Грохот и красный огонь. В водопадах белого света рушится сляб на рольганги. Подхваченный вихрем движения, с лязгом и свистом, сбрасывая рыжие гривы, несется огнедышащим, прошибающим цех тараном. И в глазницах пожар и слезы.
Ковригин радостно озирался. Ловил свистки пролетавших кранов, мегафонные вопли диспетчеров. Ему было здесь хорошо, среди знакомой, любимой им техники.
Помнил, как строился тут комбинат, видел его жизнь и судьбу. Его громадный, погруженный в степь корень. Его рост и слияние с рудниками и шахтами. Скопление городов и поселков в небывалый, сплошной узел жизни, покрывающей степь до южных далеких гор, до хлюпающих северных тундр.
Он все это видел и знал. Все было в системе его предсказаний. Он царил и господствовал, обнимая все своей сильной, радостной мыслью.
Вдруг почувствовал слабый, небольшой толчок в сердце. Оно дернулось, сменив свой ритм и движение, будто кувыркнулось в груди, и билось теперь в новом положении, пытаясь вернуться на место.
Он испугался, мгновенно отключаясь от звуков и зрелища цеха, прислушиваясь к сердцу, видя его внутренним оком, — пульсирующее, отечное, алое, утомленное перелетом, потоком крови и мыслей, готовое сорваться в припадок.
«Пронесет, пронесет, — думал он суеверно, уже не веря, зная все наперед, страшась, жалобно молясь своему трепещущему слабо сердцу: — Ну пронеси, пронеси, умоляю!»
Слябы, расплющенные стальные подушки, подкатывали на платформах к печи.
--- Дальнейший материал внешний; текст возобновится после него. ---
PR #715, opened 2026-07-28
typechecker: match arms narrow (matchYield flow, ===, bare-variable scrutinee)

egonSchiele:
## What

Match arms now narrow. Three point fixes plus deletion of the three
safeBash workarounds they forced:

1. **matchYield terminates flow, bounded to its match region**
   (flowBuilder). An early return inside an expression-position arm is
   a matchYield after lowering; it now ends its branch like a return,
   with two carve-outs mirroring existing contracts: an
   interrupt-carrying yield passes through (the may-resume convention),
   and the matchExprId-tagged chain root returns the pre-match flow so
   statements after a match keep their narrowing.
2. **=== and !== narrow like == and !=** (analyzeCondition). Strict
   equality is a stylistic alias compiling to the same __eq; it now
   produces identical facts on both the null presence path and the
   literal discriminant path. Pattern lowering only emits loose
   operators, so this is purely for hand-written strict equality.
3. **Bare-variable scrutinees narrow in arm bodies** (patternLowering).
   Lowered conditions and binder reads now target the original variable
   instead of the __scrutinee temp when the scrutinee is a bare
   variable, so the arm body references the narrowed name. Conservative
   fallback: an arm body that redeclares the scrutinee name keeps the
   temp for the whole match (generated locals are frame slots; a
   substituted read could target the redeclared slot) — pinned by a
   typecheck row and a runtime execution test. Member-path scrutinees
   unchanged (pinned as a documented limitation).

A bonus that fell out of fix 3: the handlerParamTyping suite pinned
"match(e) object-pattern arms do not narrow e.data" as a known
limitation — that now works, and the pin is flipped to assert it.

## Why

Spec: docs/superpowers/specs/2026-07-28-match-arm-narrowing.md (v3),
with two spec review rounds and a plan review in the sibling -REVIEW
files. The gaps were found during the safeBash match refactor; each
converted safeBash site carried a comment naming the gap that forced
its shape.

## Not a bug after all

Binder typing (an object-pattern binder taking the selected variant's
field type) was reported broken during the refactor but measures
correct on main; this PR pins it with tests and retires the stale TODO
bullet rather than "fixing" it.

## Testing

- New unit rows: strict-equality narrowing (discriminant + null paths),
  matchYield flow termination on both the surviving-matchBlock and
  lowered-chain paths, post-match flow pins incl. the Fix1-x-Fix3
  interaction, an alwaysExits misfire detector, interrupt-yield
  symmetry, bare-variable scrutinee narrowing incl. reassignment
  invalidation and the shadow fallback, binder typing pins, member-path
  limitation pin.
- New agency execution test: match-scrutinee-shadow (runtime dispatch +
  binding with a redeclared scrutinee name).
- stdlib/safeBash.agency typechecks with all three workarounds deleted;
  the 18 safeBash execution tests pass.
- Fixtures regenerated; the fix 3 fixture diff is a pure reference swap
  (type-patterns.mjs: temp reads become args reads, nothing else).
- Full local unit suite: 9703 passed. Full agency suite: CI.

### DIFF
--- a/packages/agency-lang/lib/lowering/patternLowering.ts
+++ b/packages/agency-lang/lib/lowering/patternLowering.ts
@@ -50,6 +50,7 @@ import type {
 import type { ValueAccess, AccessChainElement } from "../types/access.js";
 import type { SourceLocation } from "../types/base.js";
 import { mapBodies } from "../utils/mapBodies.js";
+import { walkNodes } from "../utils/node.js";
 import { OBJECT_REST_FN } from "../constants.js";
 
 // ---------------------------------------------------------------------------
@@ -476,7 +477,7 @@ class PatternLowerer {
       // checker can find the owning match for exhaustiveness / union typing.
       ...(matchExprId !== undefined ? { matchExprId } : {}),
     };
-    const scrutineeRef = varRef(scrutineeName, node.loc);
+    const scrutineeRef = this.narrowableScrutineeRef(node.expression, scrutineeName, cases, node.loc);
 
     const ifChain = this.buildIfChainFromArms(cases, scrutineeRef, node.loc);
     if (!ifChain) return [scrutineeAssign];
@@ -485,6 +486,40 @@ class PatternLowerer {
     const taggedChain: IfElse =
       matchExprId !== undefined ? { ...ifChain, matchExprId } : ifChain;
     return [scrutineeAssign, taggedChain];
+  }
+
+  /** The reference the per-arm conditions and binder reads test against:
+   *  the ORIGINAL variable when narrowing can land on the name arm bodies
+   *  reference, otherwise the `__scrutinee` temp.
+   *
+   *  Bare variable only: evaluate-once is trivially satisfied (no user code
+   *  runs between the chain's conditions), and the typechecker's facts then
+   *  attach to the name the body reads. Two carve-outs keep the temp:
+   *  - `null` parses as a variableName (value "null", the same quirk
+   *    narrowing.ts guards for) and is not a narrowable reference;
+   *  - an arm body that redeclares the scrutinee's name, at any depth:
+   *    generated locals are frame slots (__stack.locals vs __stack.args), so
+   *    a substituted read could target the redeclared slot. Falling back for
+   *    the WHOLE match keeps every arm's reads consistent. */
+  private narrowableScrutineeRef(
+    scrutinee: MatchBlock["expression"],
+    scrutineeName: string,
+    cases: MatchBlock["cases"],
+    loc: SourceLocation | undefined,
+  ): Expression {
+    if (scrutinee.type !== "variableName" || scrutinee.value === "null") {
+      return varRef(scrutineeName, loc);
+    }
+    const name = scrutinee.value;
+    for (const c of cases) {
+      if (c.type !== "matchBlockCase") continue;
+      for (const { node: inner } of walkNodes(c.body)) {
+        if (inner.type === "assignment" && inner.declKind && inner.variableName === name) {
+          return varRef(scrutineeName, loc);
+        }
+      }
+    }
+    return varRef(name, scrutinee.loc);
   }
 
   /**
--- a/packages/agency-lang/lib/lowering/patternLowering.ts
+++ b/packages/agency-lang/lib/lowering/patternLowering.ts
@@ -512,7 +512,9 @@ class PatternLowerer {
     }
     const name = scrutinee.value;
     for (const c of cases) {
-      if (c.type !== "matchBlockCase") continue;
+      if (c.type !== "matchBlockCase") {
+        continue;
+      }
       for (const { node: inner } of walkNodes(c.body)) {
         if (inner.type === "assignment" && inner.declKind && inner.variableName === name) {
           return varRef(scrutineeName, loc);
--- a/packages/agency-lang/lib/lowering/patternLowering.ts
+++ b/packages/agency-lang/lib/lowering/patternLowering.ts
@@ -50,7 +50,6 @@ import type {
 import type { ValueAccess, AccessChainElement } from "../types/access.js";
 import type { SourceLocation } from "../types/base.js";
 import { mapBodies } from "../utils/mapBodies.js";
-import { walkNodes } from "../utils/node.js";
 import { OBJECT_REST_FN } from "../constants.js";
 
 // ---------------------------------------------------------------------------
@@ -477,7 +476,7 @@ class PatternLowerer {
       // checker can find the owning match for exhaustiveness / union typing.
       ...(matchExprId !== undefined ? { matchExprId } : {}),
     };
-    const scrutineeRef = this.narrowableScrutineeRef(node.expression, scrutineeName, cases, node.loc);
+    const scrutineeRef = this.narrowableScrutineeRef(node.expression, scrutineeName, node.loc);
 
     const ifChain = this.buildIfChainFromArms(cases, scrutineeRef, node.loc);
     if (!ifChain) return [scrutineeAssign];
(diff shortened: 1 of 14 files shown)


packages/agency-lang/lib/lowering/patternLowering.ts
```diff
@@ -487,6 +488,42 @@ class PatternLowerer {
     return [scrutineeAssign, taggedChain];
   }
 
+  /** The reference the per-arm conditions and binder reads test against:
```
egonSchiele: long comment. is the whole thing needed?

packages/agency-lang/lib/typeChecker/flowBuilder.ts
```diff
@@ -240,6 +253,13 @@ const statementRules: StatementRuleTable = {
     const elseEnd = node.elseBody
       ? buildFlowGraph(node.elseBody, elseStart, env)
       : elseStart;
+    // A matchExprId-tagged node is the root of a lowered expression match:
+    // every arm ends in a matchYield, so the merge below would report all
+    // branches exited — but a yield resumes AFTER the match, so post-match
+    // flow is the pre-match flow (same contract as the matchBlock rule below).
+    if (node.matchExprId !== undefined) {
```
egonSchiele, line 270: This drops every fact the arm bodies produced, not just their exits. An arm that reassigns a variable narrowed before the match no longer invalidates it, so `onlyA(u)` after the match is accepted even though an arm set `u` to the other variant. Verified: the shape typechecks clean here and errors when these three files are checked out from `origin/main`.

Consider merging the arm ends as usual and treating a `matchYield` end as "resumes after the match" instead of "exits", so the invalidations survive and only the exit-ness is dropped. If that is out of scope for this PR, please add a pin for the reassign-in-arm shape and say in this comment that arm-body invalidations are discarded.

packages/agency-lang/lib/lowering/patternLowering.ts
```diff
@@ -487,6 +488,42 @@ class PatternLowerer {
...
+    if (scrutinee.type !== "variableName" || scrutinee.value === "null") {
+      return varRef(scrutineeName, loc);
+    }
+    const name = scrutinee.value;
+    for (const c of cases) {
+      if (c.type !== "matchBlockCase") {
+        continue;
+      }
+      for (const { node: inner } of walkNodes(c.body)) {
+        if (inner.type === "assignment" && inner.declKind && inner.variableName === name) {
```
egonSchiele: The doc comment above promises a fallback for a redeclare "at any depth", but this only matches `assignment` nodes with a `declKind`. A nested match binder (`match(w) { { tag: "w", u } => u }`) or an `is` binder inside the arm body binds the same name without producing that node here, and the generated code does write `__stack.locals.u` — the same slot the substituted conditions read. So the guard does not hold for the case it describes.

I could not make it produce a wrong answer, since `Runner.ifElse` memoizes the branch index and step counters stop completed steps from re-running. So either extend the walk to pattern binders, or, if the hazard is not real, drop the fallback and simplify the comment. Right now the two disagree.

packages/agency-lang/lib/typeChecker/narrowing.ts
```diff
@@ -173,14 +173,19 @@ export function analyzeCondition(condition: Expression): ConditionFacts {
       const r = analyzeCondition(condition.right);
       return { then: [], else: [...l.else, ...r.else] };
     }
-    if (condition.operator === "==" || condition.operator === "!=") {
+    // `===`/`!==` are documented stylistic aliases of `==`/`!=` — both compile
+    // to the same `__eq` (typescriptBuilder.ts:1379) — so they justify the
+    // exact same narrowing facts.
+    const STRICT_ALIAS: Record<string, "==" | "!="> = { "===": "==", "!==": "!=" };
```
egonSchiele: Two nits: this table is rebuilt on every `analyzeCondition` call, which runs per condition per pass — hoist it to a module-level const. And the `typescriptBuilder.ts:1379` citation will rot the first time anyone edits that file; naming the function would survive.

egonSchiele (commented):
Reviewed the three fixes. The `===`/`!==` work (fix 2) looks correct and well covered, and the safeBash cleanup reads much better than the workarounds it replaces. Two things I would want resolved before merge, both verified by running the checker in this branch and against `origin/main`.

**1. Fix 1 loses assignment invalidation inside arms (soundness regression vs main).**

Returning the pre-match flow for a `matchExprId`-tagged chain throws away everything the arm bodies did to the flow, not just their exits. An arm that reassigns a variable narrowed before the match no longer invalidates that narrowing:

```agency
def f(w: Nu, x: Nu): string {
  let u: Nu = x
  if (u.tag != "a") { return "no" }
  const s = match(w) {
    { tag: "a" } => {
      u = { tag: "b", n: 1 }
      return "x"
    }
    _ => "y"
  }
  return onlyA(u)          // accepted; `u` may be Nb at runtime
}
```

Run through `typeCheck` on this branch: no errors. Same source with `lib/typeChecker/flowBuilder.ts`, `narrowing.ts` and `patternLowering.ts` checked out from `origin/main`: `Argument type 'Nu | Na' is not assignable to parameter type 'Na' in call to 'onlyA'.` The equivalent `if` branch still errors on both, so this is specifically the new boundary rule. The literal-`matchBlock` form was already unsound this way on main, so the PR widens an existing hole rather than opening a new one, but the pattern-match half is a regression the current pins do not catch: the "reassignment invalidates the narrowing" test keeps the write and the read inside the same arm, which the merge inside the branch still handles.

What I would want instead of a flat `return flow`: merge the arm ends as usual, but treat a `matchYield` end as "resumes after the match" rather than "exits the function" — i.e. keep the invalidations the arms produced and drop only the exit-ness. If that is more surgery than this PR wants, at minimum add a pin for the shape above and say in the comment that arm-body invalidations are dropped, so the next reader knows it is a known hole and not an oversight.

**2. The shadow fallback in fix 3 does not catch pattern binders.**

The walk only looks for `assignment` nodes with a `declKind`, but arm bodies also bind names through nested match patterns and `is` binders, and those land in the same frame slot the comment is worried about. This compiles clean today:

```agency
def pick(w: W): string {
  let u: Su = { tag: "a", s: "hi" }
  return match(u) {
    { tag: "a", s } => {
      const inner = match(w) { { tag: "w", u } => u }
      return s
    }
    _ => "other"
  }
}
```

Generated JS: the outer chain tests `__stack.locals.u` (substituted), and the inner binder writes `__stack.locals.u` inside the arm body. The fallback never fires.

I could not turn that into a wrong answer, because `Runner.ifElse` memoizes the branch index in `__condbranch_*` and step counters stop completed steps from re-running, so nothing re-reads the substituted slot after the arm body starts. Which points at the real question: either the frame-slot hazard is real, in which case the walk needs to cover pattern binders too, or it is not, in which case the fallback is dead weight and the comment overstates the risk. Right now the code claims to guard "at any depth" and does not. Whichever way you go, the comment should match what is enforced.

**Smaller notes**

- The new agency test `match-scrutinee-shadow` pins dispatch and binding, which is what its description promises, but the `print(u)` line is not asserted — and that read currently compiles to `__stack.args.u`, the parameter, not the redeclared local. That is a pre-existing shadowing bug, not this PR's, but it is worth a separate issue since this PR is the thing that made the shape look supported.
- Fixture diff and the stdlib rewrite look right; the `safeBash.md` churn is pure line-number regeneration.

Rest of the change reads well — the test rows for the region boundary, the `alwaysExits` misfire detector and the interrupt-symmetry pin are the right pins to have written.

egonSchiele:
Both findings verified and addressed in 2d45e3ecc. What I did with each:

**1. Arm-body invalidation (confirmed regression, fixed with your suggested semantics).** Reproduced your example: clean on the branch, errors on main. The flat `return flow` is gone. A `matchYield` now registers its flow state under its matchId (`FlowEnvironment.matchYieldFlows`), and the match root — both the lowered chain and the surviving matchBlock — merges those yield-point flows with the base flow and the branch ends. So a yield ends its branch but contributes its state to the post-match join: exit-ness dropped, invalidations kept. Your repro now errors with exactly main's message (`'Na | Nu' is not assignable...`).

Since the registry made it cheap, the merge also covers the two halves you noted were already broken on main: the literal expression form and statement-position matches. Three new pins (lowered / literal-expression / statement), and the earlier boundary pins (post-match narrowing survives, alwaysExits misfire detector, interrupt symmetry) all stay green.

**2. Shadow fallback dropped as dead weight.** You and Copilot were both right that the walk missed binder forms (nested match patterns, `is` binders, for-loop item vars). Rather than extend it, I verified the hazard cannot occur and removed the fallback: every substituted read — the chain conditions and the binder reads — executes before any user statement in the arm body (`foldArms` prepends bindings), and `Runner.ifElse` memoizes the chosen branch so nothing re-reads the slot afterward, including across interrupt resume. The comment now states that argument instead of promising an any-depth scan the code didn't do. The runtime shadow test passes with the substitution active in that match, and the typecheck pin still expects an error — now from ordinary assignment invalidation rather than the fallback.

**Smaller items:** `STRICT_EQUALITY_ALIAS` hoisted to a module const and the citation names `processBinOpExpression` instead of a line number; the long `narrowableScrutineeRef` comment shrank to the safety argument (the fallback bullet it documented no longer exists); and the pre-existing args-slot/locals-slot read bug behind the unasserted `print(u)` is filed as #717 with the repro and the blast-radius notes from your review.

Хобот тупо и вяло толкал их в открытый зев. Свистели горелки, выбрасывая ядовитые, зелено-желтые космы. Ребристая, уходящая под своды труба воздухопровода качала кислород из окрестных весенних степей. Как трахея, тянула воздух, полный теплого ветра, легчайших ароматов полыней, овечьих вздохов, птичьих мельканий. Горелки лизали слябы. Сталь набухала жаром, подходила, как тесто. Печь сотрясалась бетонным, погруженным в недра фундаментом.
«Пронесет, пронесет, — думал Ковригин, чувствуя, как сердце начинает биться двойными ударами, через такт выделяя короткую боль. Он поспешно достал валидол, сунул в рот, прикусив язык, сосал таблетку, стараясь всей своей волей, мольбой, желанием соединять раздвоенные, больные удары, удержать начало болезненных схваток. — Не пущу, не пущу, не позволю!»
В печи отворилась черная челюсть заслонки. Сочный, красный язык, пузырясь слюной, вытолкнул добела раскаленный сляб. Озарил на стене огромный плакат и лозунг. Кус металла боком полетел на рольганги, коснулся их с лязгом. И сила огня и света давлением смяла лицо Ковригину, проникла в череп и в груди, до самого сердца, опалила сквозь одежду живот. Промчалась, оставив его в липкой, банной испарине.